Empty beach chairs are a sign of the times. Empty beach chairs are a sign of the times.

International tourist arrivals down 46% to just over 2 million in November

The decline is a double-edged sword for Mexico

The coronavirus pandemic continued to wreak havoc on Mexico’s tourism industry in November, new data shows.

International arrivals declined 54.3% in November compared to the same month of 2019, while visitors’ total  expenditures dropped by an even higher amount, the national statistics agency Inegi reported Monday.

Inegi said that just under 3.92 million visitors entered Mexico in the penultimate month of last year, 4.66 million fewer than in November 2019.

The visitors spent US $856.6 million while in the country, a 54.8% decline compared to November 2019 when the total outlay was just under $1.9 billion.

Of the 3.92 million visitors, 2.09 million were classified as international tourists. That figure represents a 45.6% decline compared to November 2019.

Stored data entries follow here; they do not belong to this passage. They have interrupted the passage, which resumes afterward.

PR #593, opened 2021-12-03
feat: Codejail as external service (optional)

ericfab179:
Backport of changes merged in this PR https://github.com/edx/edx-platform/pull/27795/files 

Add codejail service settings (endpoint and feature flag).
Add conditional to allow running codejail using a REST API service when flag is enabled.

### DIFF
--- a/cms/envs/common.py
+++ b/cms/envs/common.py
@@ -973,6 +973,28 @@ CODE_JAIL = {
 
 COURSES_WITH_UNSAFE_CODE = []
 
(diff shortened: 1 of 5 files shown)


Alec4r:
#Why do I merge it without approval?
I talked with Felipe about this and this has been tested enough, so there isn't a reason to don't merge it.

felipemontoya:
I'm late here but just for the record. :+1:

PR #598, opened 2021-12-14
Li/ednx/li6

black-redoc:
**Description:**
Add more description to JWT requests.

**Commits:**
- 1a73b271
- 0c7ac618

**Jira:**
- [issue](https://edunext.atlassian.net/browse/PS2021-1185)

**Notes:**
To test this result is necesary set the `"JWT_EXTENDED_PROFILE": true` into tenant configs. And put `{"session_id": "l0m9wx1bfvptcew69skaazmyye4vigo4", "personal_id":"12345"}` into user's profile meta settings. You can get the `<client-secret>` and `<client-id>` in OAuth-Toolkit/Applications/<Your-Tenant> in the django admin. Then the `access_token` into the response,  you can use https://jwt.io to decode it.

**Tests:**
```bash
curl -i -X POST http://tenant-a.lms.limonero.edunext.link:8000/oauth2/access_token/ \
-F "client_id=<client-id>" \
-F "client_secret=<client-secret>" \
-F "grant_type=client_credentials" \
-F "token_type=jwt"
```

**Expected result:**
Screenshot from 2021-12-14 17-47-33

### DIFF
--- a/openedx/core/djangoapps/oauth_dispatch/jwt.py
+++ b/openedx/core/djangoapps/oauth_dispatch/jwt.py
@@ -11,6 +11,7 @@ from jwkest import jwk
 from jwkest.jws import JWS
 
 from common.djangoapps.student.models import UserProfile, anonymous_id_for_user
+from openedx.core.djangoapps.site_configuration import helpers as configuration_helpers
 
 
 def create_jwt_for_user(user, secret=None, aud=None, additional_claims=None, scopes=None):
@@ -178,9 +179,23 @@ def _attach_email_claim(payload, user):
 
 def _attach_profile_claim(payload, user):
     """Add the profile claim details to the JWT payload."""
+    extended_profile_fields = None
+
     try:
         # Some users (e.g., service users) may not have user profiles.
-        name = UserProfile.objects.get(user=user).name
+        profile = UserProfile.objects.get(user=user)
+        name = profile.name
+
+        if profile.meta and configuration_helpers.get_value('JWT_EXTENDED_PROFILE', False):
+            try:
+                extended_profile_fields = {
+                    key: value
+                    for key, value in json.loads(profile.meta).items()
+                    if key in configuration_helpers.get_value('extended_profile_fields', [])
+                }
+            except ValueError:
+                pass
+
     except UserProfile.DoesNotExist:
         name = None
 
@@ -190,6 +205,7 @@ def _attach_profile_claim(payload, user):
         'given_name': user.first_name,
         'administrator': user.is_staff,
         'superuser': user.is_superuser,
+        'extended_profile_fields': extended_profile_fields,
     })
 
 


MaferMazu:
Could you please add how to test it to get a result similar to yours? Could you add it to the documentation as well?

black-redoc:
> Could you please add how to test it to get a result similar to yours? Could you add it to the documentation as well?

@MaferMazu this is done!

openedx/core/djangoapps/oauth_dispatch/jwt.py
```diff
@@ -178,9 +180,27 @@ def _attach_email_claim(payload, user):
...
+                    key: value
+                    for key, value in json.loads(profile.meta).items()
+                    if key in configuration_helpers.get_value('extended_profile_fields', [])
+                }
+            except ValueError:
+                pass
+        fields = configuration_helpers.get_value('extended_profile_fields', [])
+
+        if fields and configuration_helpers.get_value('JWT_EXTENDED_PROFILE', False):
+            extended_profile_fields = {key: value for key, value in json.loads(profile.meta).items() if key in fields}
```
MaferMazu, line 202: You have to be careful because here you added both changes of the commits but in the last one the last part is no longer within the code

```python
fields = configuration_helpers.get_value('extended_profile_fields', [])

if fields and configuration_helpers.get_value('JWT_EXTENDED_PROFILE', False):
     extended_profile_fields = {key: value for key, value in json.loads(profile.meta).items() if key in fields}
```

here you can see what was left: https://github.com/eduNEXT/edunext-platform/blob/master/openedx/core/djangoapps/oauth_dispatch/jwt.py#L179

Try removing that piece of code (the last part) to see if it works as it should.

openedx/core/djangoapps/oauth_dispatch/jwt.py
```diff
@@ -11,6 +11,8 @@
 from jwkest.jws import JWS
 
 from common.djangoapps.student.models import UserProfile, anonymous_id_for_user
+from openedx.core.djangoapps.site_configuration import helpers as configuration_helpers
+from common.djangoapps.student.models import UserProfile, anonymous_id_for_user
```
MaferMazu, line 15: You have two equal imports

openedx/core/djangoapps/oauth_dispatch/jwt.py
black-redoc: This is done!

openedx/core/djangoapps/oauth_dispatch/jwt.py
black-redoc: this is done!

openedx/core/djangoapps/oauth_dispatch/jwt.py
```diff
@@ -178,9 +179,24 @@ def _attach_email_claim(payload, user):
...
+        if profile.meta and configuration_helpers.get_value('JWT_EXTENDED_PROFILE', False):
+            try:
+                extended_profile_fields = {
+                    key: value
+                    for key, value in json.loads(profile.meta).items()
+                    if key in configuration_helpers.get_value('extended_profile_fields', [])
+                }
+            except ValueError:
+                pass
+        fields = configuration_helpers.get_value('extended_profile_fields', [])
```
MaferMazu, line 198: I think this variable is unnecessary
https://github.com/eduNEXT/edunext-platform/blob/master/openedx/core/djangoapps/oauth_dispatch/jwt.py#L179

black-redoc: this is done!

MaferMazu (approved):

mariajgrimaldi:
Please, don't merge this until you test it on a stage env.

MoisesGSalas (approved):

Airport arrivals declined 55% to 726,258 while land border crossings into Mexico fell 33% to 258,645. Visits by “border tourists” – people entering Mexico for a short period of time from the United States, Guatemala and Belize – declined 40.1% in November to just over 1.1 million.

The Mexico-United States border is supposedly closed to nonessential travel but U.S. tourists have reportedly had few problems traveling south.

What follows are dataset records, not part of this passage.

Issue #470, opened 2022-01-07
Step: compare YAML files


plocket:
### Feedback needed for behavior

1. Where should the comparison YAML files be stored? React with ❤️ for the Sources folder. React with 👍 for a separate folder on the repo itself. For other ideas, add a comment. The developer will use the name of the comparison file in the Step.
2. Should the downloaded YAML files be made into artifacts only if they error or always? React with 😄 for only if they error, react with 🎉 for always.

Requested for ALWeaver refactoring regression tests.

**Step text:**

```
And "file_url_name.yml" matches "original_filename.yml"
When I download "file_url_name.yml" it matches "original_filename.yml"
```
~[I'm planning on option 2 at the moment]~

~Should it be `matches` or `is the same as`? Something else?~

Wanted to highlight that it needs to be a text value, so went with
```
Then the text in the JSON variable "variable_with_text_value" should be
```

### Other logistics

**YAML comparison:**

I've looked around and https://www.npmjs.com/package/js-yaml seems like the hottest kid on the block.

Theoretically, we might be able to just compare the YAML files as text, but then superficial changes like whitespace fixes would require a new file uploaded. Comparing JSON will be more flexible. We can use [chai's `.deep.equal()`](https://www.chaijs.com/api/bdd/#method_deep) to check for equality.

Someday we can think of adding a pretty diff, but I had trouble finding a good library. For now we might leave instructions to use a diff checker.

**Renaming files:**

We can only do it in a kind of annoying and gnarly way - download the file, detect the completion, rename that specific file after it's downloaded
- Get current filename so we can change it after: https://stackoverflow.com/a/57419156/14144258. Not sure what we'll do if the filename the user gives to rename to is the same as another file that's currently in the folder.
- Rename the file: https://stackoverflow.com/a/22504722/14144258

plocket:
React to this with 👍 if a filename should automatically append its page id regardless of the name the user gives to it.

plocket:
For YAML and this situation specifically, we might make a totally different step. Maybe:

```
Then the value of the JSON variable "var_name" should match "file_name.txt/json/something requirable"
```

> It looks like the interview source is in a template, not directly a variable you could grab. https://github.com/SuffolkLITLab/docassemble-ALWeaver/blob/e7a83717e0079f16a2fae5b18a54b079b2f255f1/docassemble/ALWeaver/data/questions/assembly_line.yml#L1420-L1426. It would be a 1 line fix to save the string as a variable though:
[...]

PR #479, opened 2022-01-08
Add v3 Step to compare JSON page var string value to given str value 

plocket:
Also:
- Downloads page's JSON vars to .json file in "downloads" artifacts.
- Adds tests for the step and its error report.

Addresses #470 for v3. Will have to do the same for v4 before closing.

### DIFF
--- a/lib/scope.js
+++ b/lib/scope.js
@@ -179,6 +179,30 @@ module.exports = {
     return safer_name;
   },  // Ends scope.getSafeScenarioFilename()
 
+  getJSONFilename: async function( scope ) {
+    let filename = await scope.getSafeScenarioFilename( scope, {
+      prefix: `downloads_${ scope.page_id }_JSON`
+    });
+    filename += `.json`;
+    return filename;
+  },
+
+  savePageJSONData: async function( scope ) {
+    /** Save the JSON variables of the current page to a json file.
+    *
+    * @returns {Object} info Info about the result.
+    * @returns {string} info.filename The name of the file that was saved.
+    * @returns {Object} info.json The variables object.
+    */
+    // Get a unique json file filename
+    let filename = await scope.getJSONFilename( scope );
+    // Get the data
+    let json = await scope.getPageJSON( scope );
+    // Save the data
+    fs.writeFileSync( filename, JSON.stringify( json, null, 2 ));
+    return { filename, json };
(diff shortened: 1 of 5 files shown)


lib/steps.js
```diff
@@ -573,6 +573,44 @@ Then(/the "([^"]+)" link opens in (a new window|the same window)/, async (linkTe
...
+  if ( actual_value !== expected_value ) {
+    await scope.addToReport( scope, {
+      type: `error`,
+      value: `The variable "${ var_name }" was not equal to the expected `
+        + `value on the "${ scope.page_id }" screen. Check the downloads `
+        + `file ${ filename } to see the page's JSON variables.`
+    });
+  }
+
+  expect( actual_value ).to.equal( expected_value );
```
BryceStevenWilley, line 611: Does the `expect` here print the actual value and the expected value of the variable? In my experience, those values are much more helpful than just the name of the variable, and it currently looks like the tester has to go to the saved JSON report file and to the original test that failed to see what those values are.

lib/scope.js
```diff
@@ -179,6 +179,30 @@ module.exports = {
     return safer_name;
   },  // Ends scope.getSafeScenarioFilename()
 
+  getJSONFilename: async function( scope ) {
+    let filename = await scope.getSafeScenarioFilename( scope, {
+      prefix: `downloads_${ scope.page_id }_JSON`
+    });
+    filename += `.json`;
+    return filename;
+  },
```
BryceStevenWilley, line 188: From my JS ignorance: why does this need to be `await`ed? Or maybe the question should be why is `getSafeScenarioFilename` async? Nothing in it seems to be dependent on IO, it's just string concatenation.

BryceStevenWilley (approved):
LGTM! just a few clarifying questions.

lib/steps.js
plocket: It does print the values.

lib/scope.js
plocket: You're right about async - because it's async it needs `await`. It's async because everything's in scope right now and I made scope consistent. When I call something in scope, I wasn't always sure what needed to be `await`ed and what didn't, so I made it all async. There's an issue out there somewhere about refactoring name/string manipulation into its own file, and other such refactoring, so that not everything is in scope and not everything needs to be async.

Spending by the 2.09 million international tourists totaled $248.4 million, a 69.2% annual decline. Spending on an individual tourist basis by passengers who arrived by air was down 4.9% in November to $878.

Inegi data also shows that the number of Mexicans traveling abroad decreased significantly in November. There were just under 2.25 million departures, a 68.9% decline compared to November 2019.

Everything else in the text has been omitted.